Using the material below, return exactly the lines between the one holding "existing test callers." and the one holding "the raw SQL in", inclusive, and no others.

== DATA SUPPLIED ==

PR #145, opened 2026-07-09
feat(schedule): validate source access on Create/Update schedule (#143)

Ranwanglc:
## 概要
`UpdateSchedule` 直接把 `req.Sources` 写入 `source_config`（`internal/api/handler/schedule.go`），并未校验用户对新来源是否有访问权限；`CreateSchedule` 同样漏洞。攻击者/越权者可以把定时任务的来源改成自己无权访问的群/子区/私聊，等下次触发时越权拉取消息。

本 PR：
- 新增 `pipeline.ValidateUserAccessibleSources`，复用现有权威的 `pipeline.GetUserChannels` 拉全集再 diff。`imDB==nil` 直接放行（测试路径）。source_type（1群/2子区/3私聊）↔ pipeline ChannelType（2/5/1）映射封在 helper 内部；DM 归一化沿用 `NormalizeDMChannelID` 消除 peer/peer@self/self@peer 三形态。
- `ScheduleHandler` 加 `imDB` 字段 + 新构造 `NewScheduleHandlerWithIMDB`；router 切到新构造。旧 `NewScheduleHandler` / `NewScheduleHandlerWithFlag` 保留兼容既有测试。
- `UpdateSchedule` + `CreateSchedule` 在写库前调用 helper；不通过则 HTTP 403 / `Code: 40017 / Message: "存在无权访问或不存在的来源"`，`data.missing_sources` 逐项返回 `{source_type, source_id, source_name}`，前端可精确定位。message 保持通用文案避免文案注入面。
- 顺手清理死代码 `syncScheduledTaskConfig` / `syncScheduledTaskSources`（`internal/worker/scheduled_replace_helpers.go`）：`grep -RIn` 双确认无 caller、无测试引用；1→N 模型下每次触发都通过 `buildScheduledTaskChildren` 全量重建，原地增量路径不可达。

## 验收
- 编辑定时任务把来源改成用户**有权访问**的群 → 200 保存成功，`source_config` 更新。
- 改成用户**无权访问**的群 → 403 / 40017，`source_config` 不变。
- 创建定时任务给**有权/无权**来源 → 同样规则。

## 测试
- `internal/pipeline/access_test.go`：群/子区/DM 命中 + 未命中；`imDB==nil` 与空 sources 快速通道。
- `internal/api/handler/schedule_source_access_test.go`：Create × 有权/无权、Update × 有权/无权，共四条端到端 case，覆盖「拒绝路径下 `source_config` 不被改动」不变式。
[...]

PR #147, opened 2026-07-10
fix(schedule): 定时任务编辑消息来源加可访问性/权限校验 (#143 后端)

### LINKED ISSUE #143: 定时总结：支持在已创建的定时任务中修改消息来源
## 需求

智能总结的定时任务创建后，用户应能在后续编辑该定时任务时**修改其消息来源**（source：群/频道），修改后每次定时触发按新的消息来源执行。

## 现状

- API 层 `updateScheduleReq` 已含 `sources` 字段（source_type/source_id/source_name），结构上已支持传入新来源。
- 后端更新链路 `syncScheduledTaskSources` 会把 schedule 的 source 同步到定时生成的 task。
- 定时触发链路：`scanPendingSchedules` → `claimAndCreateScheduledTask`，使用 schedule 中存储的 source 配置。

## 待确认 / 待补

1. 前端编辑入口是否开放"修改消息来源"能力。
2. 更新 schedule 后，已排期的下一次执行是否正确应用新 source。
3. 修改来源是否需要权限/绑定校验（避免改成用户无权访问的群）。

## 验收标准

编辑已有定时任务 → 修改消息来源 → 保存 → 下一次定时触发使用新来源生成总结。

Ranwanglc:
## 背景 / Issue
Fixes #143 后端部分：定时任务编辑「消息来源」缺少可访问性/权限校验。

`CreateSchedule` / `UpdateSchedule` 此前把用户传入的 `sources` 直接写入 `source_config`，**未校验该用户是否有权访问这些群/子区/DM**。用户可把定时任务来源改成自己无权访问的渠道，后续定时触发即越权拉取那些渠道消息。

## 改动
对每个来源做 **fail-closed** 可访问性校验（`validateSourcesAccessible`），任一来源无权则整体 403（全或无），`source_config` 不落库：

- **群 (type=1)**：`group_member` 成员 + `group.status=1`（活跃群）。
- **子区 (type=2)**：`thread_member` 成员 + `thread.status IN (1,2)`（排除已删=3）+ 父群 `status=1`。
- **DM (type=3)**：`conversation_extra(uid,channel_id,channel_type=1)` 归属校验（与 `GetUserChannels` DM 发现路径同源），并拒绝空 `source_id`。
- 未知 type → 拒绝。
- `ScheduleHandler` 注入 `imDB` + 可注入 `collate`（生产默认 MySQL COLLATE，测试置空以兼容 sqlite）。
- Create/Update 两路复用同一校验函数。

## 测试
新增 10 个用例（合并进 `schedule_behavior_test.go`）：群有权/无权、子区有权/无权/已删、混合来源全或无、DM 空 id/非本人/本人、imDB=nil 跳过。`go build ./...` 与 `go test ./internal/api/handler/... -run "Schedule|SourceAccess"` 全绿。

## 部署前提 / 必配环境变量
无新增环境变量、**无 DB schema 变更 / 无新 migration**。仅要求 API 容器的 IM 数据库连接（`imDB`）已正常注入（现有 `SetupPublic` 已具备），线上默认满足。

## 说明
- 纯 API 侧校验逻辑，worker 未改动。
- 错误信息统一为「无权将来源修改为无权访问的群/子区」，不泄漏具体资源是否存在。

### DIFF
--- a/internal/api/handler/schedule.go
+++ b/internal/api/handler/schedule.go
@@ -6,6 +6,7 @@ import (
 	"log"
 	"net/http"
 	"strconv"
+	"strings"
 	"time"
 	"unicode/utf8"
 
@@ -22,21 +23,174 @@ import (
 // ScheduleHandler handles schedule endpoints.
 type ScheduleHandler struct {
 	db *gorm.DB
+	// imDB is the IM database used to verify that a user actually has access to
+	// the group/thread sources they attach to a schedule (#143). When nil the
+	// source-access check is skipped (fail-open) with a warning; production
+	// wiring in router.SetupPublic always injects it, so fail-open is limited to
+	// tests/tools that construct the handler without an IM DB.
+	imDB *gorm.DB
 	// featureTeamSchedule, when true, bypasses the multi-person rejection guards
 	// (FEATURE_TEAM_SCHEDULE). Default false keeps the existing 40015 behavior.
 	featureTeamSchedule bool
+	// collate is the SQL COLLATE clause used for cross-table group_no comparisons
+	// in the IM DB (MySQL collation mismatch between `thread`/`group` and their
+	// member tables). Production wiring uses scheduleSourceCollate; tests against
+	// sqlite set it to "" so the thread/group-status path can actually run (sqlite
+	// rejects the MySQL-only COLLATE name). Mirrors CandidateHandler.collate.
+	collate string
 }
 
 // NewScheduleHandler creates a new ScheduleHandler.
+//
+// Deprecated for production wiring: it leaves imDB nil, which disables the
+// source-access check. Kept for tests/tools; production must use
+// NewScheduleHandlerWithIMDB / NewScheduleHandlerWithFlag so imDB is injected.
 func NewScheduleHandler(db *gorm.DB) *ScheduleHandler {
-	return &ScheduleHandler{db: db}
+	return &ScheduleHandler{db: db, collate: scheduleSourceCollate}
 }
 
 // NewScheduleHandlerWithFlag creates a ScheduleHandler with the team-schedule
 // feature flag explicitly set. When featureTeamSchedule is true the multi-person
 // rejection guards are bypassed so multi-participant schedules can be created.
+//
+// Deprecated for production wiring: prefer NewScheduleHandlerWithIMDB which also
+// injects imDB for the source-access check. Retained for existing test callers.
 func NewScheduleHandlerWithFlag(db *gorm.DB, featureTeamSchedule bool) *ScheduleHandler {
-	return &ScheduleHandler{db: db, featureTeamSchedule: featureTeamSchedule}
+	return &ScheduleHandler{db: db, featureTeamSchedule: featureTeamSchedule, collate: scheduleSourceCollate}
+}
+
+// NewScheduleHandlerWithIMDB creates a ScheduleHandler with both the IM DB (for
+// the #143 source-access check) and the team-schedule feature flag. This is the
+// constructor production wiring must use so schedule sources are validated
+// against real group/thread membership.
+func NewScheduleHandlerWithIMDB(db *gorm.DB, imDB *gorm.DB, featureTeamSchedule bool) *ScheduleHandler {
+	return &ScheduleHandler{db: db, imDB: imDB, featureTeamSchedule: featureTeamSchedule, collate: scheduleSourceCollate}
+}
+
+// scheduleSourceCollate is the COLLATE clause required for cross-table group_no
+// comparisons in the IM DB (MySQL collation mismatch between `thread`/`group`
+// and `group_member`). Mirrors CandidateHandler.collate and the raw SQL in
+// pipeline/resolve_channel.go and service/summary.go. Production wiring passes
+// this via ScheduleHandler.collate; sqlite tests pass "" (see F3).
+const scheduleSourceCollate = " COLLATE utf8mb4_unicode_ci"
+
+// validateSourcesAccessible verifies that userID may access every source in the
+// list, using IM DB membership. Fail-closed: any source the user cannot be
+// shown to access returns an error. When imDB is nil the check is skipped
+// (fail-open) with a warning — production always injects imDB.
+//
+// collate is the cross-table COLLATE clause (scheduleSourceCollate in production,
+// "" under sqlite tests) applied to every group_no join, mirroring
+// pipeline/fetch.go (GetUserChannels) and candidates.go so the same membership
+// semantics are enforced here.
+//
+//   - source_type=1 (group): user must be a non-deleted member of a live group
+//     (g.status=1). source_id may carry a "____{space_id}" suffix; only the
+//     group_no prefix is used (see ResolveSourceNameWithType case 1).
+//   - source_type=2 (thread/子区): source_id is "{group_no}____{short_id}"; the
+//     user must be a member of a non-deleted thread (t.status IN (1,2), i.e.
+//     Active|Archived, NOT Deleted=3) whose parent group is live (g.status=1).
+//     group_no is compared across tables with COLLATE. A deleted thread with a
+//     residual thread_member row is rejected (F2).
+//   - source_type=3 (DM): fail-closed. An empty source_id is rejected (F1); a
+//     non-empty peer must be a conversation the user actually holds — verified
+//     against conversation_extra (uid=current, channel_id=peer, channel_type=1),
+//     the same DM-ownership source of truth as GetUserChannels. Unknown types
+//     are rejected fail-closed.
+func validateSourcesAccessible(imDB *gorm.DB, collate string, userID string, sources []sourceReq) error {
+	if imDB == nil {
+		log.Printf("[schedule] validateSourcesAccessible: imDB not injected, skipping source-access check (fail-open) for user=%q sources=%d", userID, len(sources))
+		return nil
+	}
+	if userID == "" {
+		return errors.New("missing user id for source access check")
+	}
+	for _, s := range sources {
+		switch s.SourceType {
+		case 1: // group
+			groupNo := s.SourceID
+			if idx := strings.Index(groupNo, "____"); idx > 0 {
+				groupNo = groupNo[:idx]
+			}
+			if groupNo == "" {
+				return errors.New("invalid group source id")
+			}
+			var cnt int64
+			// Membership + live-group guard (mirrors GetUserChannels: g.status=1 and
+			// gm.is_deleted=0). group_no is compared across `group`/group_member with
+			// COLLATE, matching candidates.go's group-thread joins.
+			if err := imDB.Raw(
+				"SELECT 1 FROM group_member gm "+
+					"INNER JOIN `group` g ON g.group_no"+collate+" = gm.group_no "+
+					"WHERE gm.uid = ? AND gm.group_no = ? AND gm.is_deleted = 0 AND g.status = 1 "+
+					"LIMIT 1",
+				userID, groupNo,
+			).Scan(&cnt).Error; err != nil {
+				log.Printf("[schedule] validateSourcesAccessible: group query failed user=%q group=%q: %v", userID, groupNo, err)
+				return err
+			}
+			if cnt == 0 {
+				return errors.New("user not a member of group source")
+			}
+		case 2: // thread / 子区
+			parts := strings.SplitN(s.SourceID, "____", 2)
+			if len(parts) != 2 || parts[0] == "" || parts[1] == "" {
+				return errors.New("invalid thread source id")
+			}
+			groupNo := parts[0]
+			shortID := parts[1]
+			var cnt int64
+			// Membership of a NON-DELETED thread whose parent group is live (F2):
+			//   - t.status IN (1,2): Active|Archived; Deleted=3 is excluded so a
+			//     residual thread_member row on a deleted thread no longer passes.
+			//   - g.status=1: parent group must still be live.
+			// group_no is compared across `group`/thread with COLLATE, matching
+			// GetUserChannels' thread join. The literal group_no bind on t.group_no
+			// disambiguates the (group_no, short_id) composite key.
+			if err := imDB.Raw(
+				"SELECT 1 FROM thread t "+
+					"INNER JOIN thread_member tm ON tm.thread_id = t.id "+
+					"INNER JOIN `group` g ON g.group_no"+collate+" = t.group_no "+
+					"WHERE tm.uid = ? AND t.group_no"+collate+" = ? AND t.short_id = ? "+
+					"AND t.status IN (1, 2) AND g.status = 1 "+
+					"LIMIT 1",
+				userID, groupNo, shortID,
+			).Scan(&cnt).Error; err != nil {
+				log.Printf("[schedule] validateSourcesAccessible: thread query failed user=%q group=%q short=%q: %v", userID, groupNo, shortID, err)
+				return err
+			}
+			if cnt == 0 {
+				return errors.New("user not a member of thread source")
+			}
+		case 3: // DM / 私聊
+			// F1 fail-closed: never accept an empty DM peer id (empty id would also
+			// break later source materialization). source_id is the peer uid, matching
+			// ResolveSourceNameWithType case 3 and conversation_extra.channel_id.
+			peer := s.SourceID
+			if peer == "" {
+				return errors.New("invalid dm source id")
+			}
+			var cnt int64
+			// Deep ownership check: the current user must actually hold this P2P
+			// conversation. conversation_extra(uid=current, channel_id=peer,
+			// channel_type=1) is the same DM source of truth GetUserChannels reads
+			// (internal/pipeline/fetch.go). No arbitrary/other users' DM peer can be
+			// attached.
+			if err := imDB.Raw(
+				"SELECT 1 FROM conversation_extra WHERE uid = ? AND channel_id = ? AND channel_type = 1 LIMIT 1",
+				userID, peer,
+			).Scan(&cnt).Error; err != nil {
+				log.Printf("[schedule] validateSourcesAccessible: dm query failed user=%q peer=%q: %v", userID, peer, err)
+				return err
+			}
+			if cnt == 0 {
+				return errors.New("user does not own dm source conversation")
+			}
+		default:
+			return errors.New("unknown source type")
+		}
+	}
+	return nil
 }
 
 type createScheduleReq struct {
@@ -536,6 +690,11 @@ func (h *ScheduleHandler) CreateSchedule(c *gin.Context) {
 
 	var sourceConfig model.JSON
 	if len(req.Sources) > 0 {
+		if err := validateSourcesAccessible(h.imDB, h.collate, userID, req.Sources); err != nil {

===

■ **RESPONSE TO THE EXERCISE**
+// injects imDB for the source-access check. Retained for existing test callers.
 func NewScheduleHandlerWithFlag(db *gorm.DB, featureTeamSchedule bool) *ScheduleHandler {
-	return &ScheduleHandler{db: db, featureTeamSchedule: featureTeamSchedule}
+	return &ScheduleHandler{db: db, featureTeamSchedule: featureTeamSchedule, collate: scheduleSourceCollate}
+}
+
+// NewScheduleHandlerWithIMDB creates a ScheduleHandler with both the IM DB (for
+// the #143 source-access check) and the team-schedule feature flag. This is the
+// constructor production wiring must use so schedule sources are validated
+// against real group/thread membership.
+func NewScheduleHandlerWithIMDB(db *gorm.DB, imDB *gorm.DB, featureTeamSchedule bool) *ScheduleHandler {
+	return &ScheduleHandler{db: db, imDB: imDB, featureTeamSchedule: featureTeamSchedule, collate: scheduleSourceCollate}
+}
+
+// scheduleSourceCollate is the COLLATE clause required for cross-table group_no
+// comparisons in the IM DB (MySQL collation mismatch between `thread`/`group`
+// and `group_member`). Mirrors CandidateHandler.collate and the raw SQL in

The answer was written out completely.